Racepaarden lopen sneller en sneller

24 juni 2015 door Eos-redactie

In de atletiek worden nog geregeld wereldrecords gebroken, en velen vragen zich af wanneer we uiteindelijk op de limieten botsen. Ook racepaarden blijken nog altijd sneller en sneller te lopen.

Op elk groot atletiektoernooi sneuvelen weer enkele wereldrecords. Ook de zogenoemde snelste man op aarde Usain Bolt, die ooit 100 meter liep, gelooft dat hij nog sneller kan? Wetenschappers breken er zich al langer dan vandaag het hoofd over waar de limieten liggen, en of die er überhaupt zijn.

Niet alleen wat betreft mensen, maar ook voor racepaarden leeft die kwestie. Wetenschappers van de University of Exeter (VK) voerden een datastudie uit en kwamen tot het besluit dat paarden almaar sneller gaan. De onderzoekers analyseerden daarvoor gegevens van de voorbije 150 jaar. In totaal ruim 600.000 wedstrijdtijden van meer dan 70.000 racepaarden - zowel van professionele ruiters als amateurs.
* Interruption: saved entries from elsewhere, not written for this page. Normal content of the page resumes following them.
PR #1018, opened 2024-01-31
Support Edge instances in different displays #1013

HeikoKlare:
The current implementation of the Edge browser creates a WebView2Environment on first creation of an WebView2 / Edge browser instance. On every further creation of a WebView2 instance, this environment is used. In case the WebView2 instance is created for a different display, i.e., within a different thread, the instantiation fails as the WebView2Environment has been created in a different thread.

To support the creation of WebView2 instances in different displays, this change replaces the static WebView2Environment with one environment for every display. The WebView2 instances are created for the environment belonging to the display for which the current instantiation is requested. An according regression test is added.

A documentation for using multiple WebView2 environments can be found here: https://learn.microsoft.com/en-us/microsoft-edge/webview2/concepts/process-model?tabs=csharp#multiple-environment-objects


vogella (approved):
Thanks @HeikoKlare 

I suggest to merge this also today, so that we have test all your fixes in tomorrows I-build

HeikoKlare:
> I suggest to merge this also today, so that we have test all your fixes in tomorrows I-build

Sure, just note that "test" precisely means "manual test" because there are currently only three tests executed against the Edge browser (since I did not manage to make #672 running successfully yet).
At least I applied the commit of #672 to this PR to execute all the browser tests against the Edge browser as well, and only `test_setUrl_local()` fails (but also does without this PR).

I made slight changes after your review, in 52a73be. They concern the following:
- Store the environment an Edge instance belongs to within that instance, so that race conditions when accessing the global map on browser disposal are avoided
- Use `waitForPassCondition()` in tests instead of doing busy waiting without a timeout
- Dispose the additional displays in the test

There is one thing to consider left: the logic for clearing cookies (provided statically via `Browser.clearSessions()`) will clear the cookies of the environment for which the current thread is the UI thread. This is bit strange, as one might expect a static method to clear _all_ cookies of all environments. And if you call the method on an object rather than the class, it is even more misleading as you might have `browser1` and `browser2` with different displays and call `browser1.clearSessions()` from the UI thread of `browser2`, resulting in the coockies of _only_ `browser2` to be cleared.
In my opinion, this is rather an existing API problem (`clearSessions()` being a static method), which we cannot fix easily. But I still wanted to point out that behavior.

Daaruit blijkt dat de snelheid van de paarden gestaag is toegenomen, en dat die toename vandaag nog altijd aan de gang is. Vooral op korte afstanden is de vooruitgang opvallend. Op langere afstanden vlakt de toename af.

Dat is opvallend, want algemeen werd aangenomen dat racepaarden de laatste decennia hun limieten bereikt hadden. Maar deze onderzoeksresultaten spreken die consensus dus tegen. 'In 1850 liepen sprintpaarden iets minder dan 54 kilometer per uur', vertelt hoofdonderzoeker Patrick Sharman. 'Uit onze studie blijkt dat dat vandaag meer dan 60 is.' Een progressie van ongeveer 12 procent dus. Bij langeafstands racepaarden (boven twee kilometer) is het verschil iets minder: van 50,8 naar 55,7 kilometer per uur.

De historische progressie kwam in twee golven, zo vertellen de onderzoekers. De eerste vond plaats aan het begin van de 20ste eeuw, en kwam door een nieuwe zithouding van de jockeys: gehurkt, en met kortere stijgbeugels. In de jaren 1970 en ’80 vond er opnieuw een opvallende vooruitgang plaats, vermoedelijk doordat paardenraces plots erg populair waren en er vermoedelijk dus meer dan ooit specifiek gefokt werd.

Maar als de vooruitgang ook vandaag nog merkbaar is, waar liggen dan wel de limieten? Sharman: 'In theorie moet er een limiet zijn voor hoe snel racepaarden kunnen rennen. Op de sprintnummers is er de laatste vijftien jaar een voortdurende vooruitgang, maar op middellange en lange afstanden lijkt de vooruitgang af te vlakken. We willen nu onderzoek waaraan dat ligt. Zijn paarden van nature snellere sprinters? Of wordt er gewoon specifiek gefokt op sprintdieren?’ (adw)

De resultaten verschenen in het vakblad Biology Letters.